Маир, добросовестно наморщив лоб, думает, потом обезоруживающе улыбается:
— Я вспомнил случай на приемных экзаменах в университет. На вопрос — какими бывают термометры, абитуриент ответил — большие и маленькие. Мой ответ ничуть не лучше – наверное, вы хотите, чтобы саботажников сфотографировали.
Усмехнувшись, Шульц с интересом разглядывает собеседника.
— Ну, а что на это сказал экзаменатор?
— “Обещаю, — сказал экзаменатор, — что, если вы сумеете добавить к своему идиотскому ответу что-нибудь на таком же уровне, я вас пропущу”. “Еще бывают средние”, — добавил абитуриент, после чего профессор был вынужден сдержать слово, — заканчивает Маир.
— Этот парень поступил в университет?
— Нет. Он срезался на химии, — сказал Маир.
— Рад, если это были не вы.
— Я здесь не при чем — этим абитуриентом был дядя Абульфас. Стоит ли мне попадаться на глаза этим нефтяникам из Баку? Представляю, что произойдет, если с кем-нибудь из них мне посчастливится там встретиться.
Из подъехавшего автобуса в сопровождении конвоиров-“полицаев” выходят несколько человек. У двух-трех из них на лацкане ордена.
Шульц приветливо здоровается с прибывшими.

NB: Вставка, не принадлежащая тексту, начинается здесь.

PR #21, opened 2015-07-02
Routing unified structured data

benjaminbollen:
Complements routings perspective on the RFC for Unified Structured Data (https://github.com/maidsafe/rfcs/pull/11).  This RFC is purely intended to elaborate on the practical impact for routing and allow the relelvant discussions limited to the implementation.  It is explicitly not intended to discuss the design; these discussions only belong on the parent RFC

[Review on Reviewable](https://reviewable.io/reviews/maidsafe/rfcs/21)


benjaminbollen:
should this be closed, merged to refused or accepted.  The work has been implemented, but not strictly as described here during Rust-3

dirvine:
I think this should be added as an addendum to the existing merged SD PR as it contains more detail and is helpful. If you can do that we can merge it in straight away as it does not argue or debate any features, just explains more.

— Прежде всего, должен вам сказать, что работа настоящего мастера у меня всегда вызывает уважение и интерес, — добродушно улыбаясь, говорит он. — Нам точно известно, что еще две недели назад эти промыслы функционировали на полную мощь. Вам удалось в немыслимо короткий срок вывести из строя все скважины, нефтепроводы и даже механизмы. Наши специалисты считают, что на восстановление промыслов потребуется не меньше полугода. Как по-вашему, это реальный срок?
— Это смотря кто будет восстанавливать, — подумав говорит один из нефтяников. — Понадобится хороший инструмент, а к нему понимающие дело люди… За полгода вряд ли.
— Я только не пойму, для чего нужно было отвлекать от дела опытных нефтяников, вроде вас. Вместо того чтобы демонтировать и забивать каждую скважину в отдельности, можно было бы промыслы взорвать. Результат от взрыва ничуть не хуже, а усилий потребовалось бы гораздо меньше, — удивляется Шульц.
— Ну как почему? От взрыва наверняка мог бы пожар вспыхнуть. И от него и нефть бы дотла выгорела, и город пострадал бы! Попробуй потом восстанови все это!
— Вы хотите сказать, что после того, как в Майкопе будет восстановлена советская власть, вам не придется его восстанавливать, — понимающе улыбается Шульц. — Скажу вам откровенно, не думаю, чтобы это случилось. — Шульц обращается к фотографам: — А вы снимайте, снимайте. Запечатлейте для наших потомков, во что были превращены нефтепромыслы Майкопа энергичными патриотами.
Группа подходит к учебной модели нефтяной вышки.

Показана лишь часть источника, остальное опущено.